Deputy Director McCabe effectively discouraged Mr. Flynn from procuring counsel or even notifying the White House Counsel.
The interviewing agents failed to issue the common Section 1001 admonitions about lying to investigators.
Nor did the FBI even notify Acting Attorney General Yates that the interview was happening until the interviewing agents were already en route to Mr. Flynn.
Under these circumstances, the Government cannot explain, much less prove to a jury beyond a reasonable doubt, how false statements are “material” to an investigation that seems to have been undertaken only to elicit those very false statements and thereby criminalize Mr. Flynn.
Accordingly, a review of the facts and circumstances of this case, including newly discovered and disclosed information, indicates that Mr. Flynn’s statements were never “material” to any FBI investigation.
[YOU SEE, ABOVE, MENTION TO THE JEFF JENSEN REVIEW OF THE CASE.]
[THIS SECTION BELOW IS A CRITICAL ONE.]
The Government appreciates that the Court previously deemed Mr. Flynn’s statements sufficiently “material” to the investigation. It did so, however, based on the Government’s prior understanding of the nature of the investigation, before new disclosures crystallized the lack of a legitimate investigative basis for the interview of Mr. Flynn.
And even if they could be material, the Government does not believe it could prove that Mr. Flynn knowingly and willfully made a false statement beyond a reasonable doubt.7
The statements by Mr. Flynn also were not material to the umbrella investigation of Crossfire Hurricane.
Most importantly, his interview had nothing to do with this subject matter and nothing in FBI materials suggest any relationship between the interview and the umbrella investigation.
[THEY DO NOT ADDRESS THE FALSIFICATION OF THE ORIGINAL 302 OF FLYNN'S INTERVIEW, OTHER THAN ALLUDE TO "EVIDENTIARY PROBLEMS".]

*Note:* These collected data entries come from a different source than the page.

PR #836, opened 2024-01-17
docs(examples): refactor demo2

joshka:
Simplified a bunch of the logic in the demo2 example
- Moved destroy mode to its own file.
- Moved error handling to its own file.
- Removed AppContext
- Implemented Widget for &App. The app state is small enough that it
  doesn't matter here and we could just copy or clone the app state on
  every frame, but for larger apps this can be a significant performance
  improvement.
- Made the tabs stateful
- Made the term module just a collection of functions rather than a
  struct.
- Changed to use color_eyre for error handling.
- Changed keyboard shortcuts and rearranged the bottom bar.
- Use strum for the tabs enum.


joshka:
Includes #833

joshka:
Changed this to the `impl Widget for &App` approach. works fine.

examples/demo2/app.rs
```diff
@@ -1,252 +1,223 @@
...
             })
-            .context("terminal.draw")?;
+            .wrap_err("terminal.draw")?;
         Ok(())
     }
 
+    /// Handle events from the terminal.
+    ///
+    /// This function is called once per frame, The events are polled from the stdin with timeout of
+    /// 1/50th of a second. This was chosen to try to match the default frame rate of a GIF.
```
Valentin271, line 78: Is it the default or maximum framerate?

```suggestion
    /// 1/50th of a second. This was chosen to try to match the maximum frame rate of a GIF.
```

examples/demo2/app.rs
```diff
@@ -1,252 +1,223 @@
...
-            }
-        } else {
-            // move the pixel down one row
-            let dest_x = src_x;
-            let dest_y = src_y.saturating_add(1).min(area.bottom() - 2);
-            // copy the cell to the new location
-            let dest = buf.get_mut(dest_x, dest_y);
-            *dest = src;
-        }
+/// Implement RefWidget for &App rather than for App as we would otherwise have to clone or copy the
```
Valentin271, line 135:
```suggestion
/// Implement Widget for &App rather than for App as we would otherwise have to clone or copy the
```

examples/demo2/app.rs
```diff
@@ -1,252 +1,223 @@
...
+        let spans = keys
+            .iter()
+            .flat_map(|(key, desc)| {
+                let key = Span::styled(format!(" {} ", key), THEME.key_binding.key);
+                let desc = Span::styled(format!(" {} ", desc), THEME.key_binding.description);
+                [key, desc]
+            })
+            .collect_vec();
+        Line::from(spans)
+            .alignment(Alignment::Center)
```
Valentin271, line 198: If up to date with main.
```suggestion
        Line::from(spans)
            .centered()
```

Valentin271 (approved):
A few minor comments, otherwise looks good

examples/demo2/app.rs
joshka: changed to "...the default frame rate of a GIF in VHS."

examples/demo2/app.rs
joshka: done

examples/demo2/app.rs
joshka: done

The evidentiary problems that have emerged create reasonable doubt as to whether Mr. Flynn knowingly and willingly lied to investigators during the interview.
Mr. Flynn previously pleaded guilty to making false statements. In the Government’s assessment, however, he did so without full awareness of the circumstances of the newly discovered, disclosed, or declassified information as to the FBI’s investigation of him.
“The advocacy function of a prosecutor includes seeking exoneration and confessing error to correct an erroneous conviction.” Warney v. Monroe Cty
So in the final analysis, irrespective of Mr. Flynn’s plea, “prosecutors have a duty to do justice.”
“The citizen’s safety lies in the prosecutor who … seeks truth and not victims, who serves the law and not factional purposes, and who approaches [the] task with humility.”
The Government has concluded that the evidence is insufficient to prove its case beyond a reasonable doubt.
The Government therefore moves to dismiss the criminal information under Rule 48(a).
The Government respectfully moves under Rule 48(a) to dismiss the criminal information against Mr. Flynn.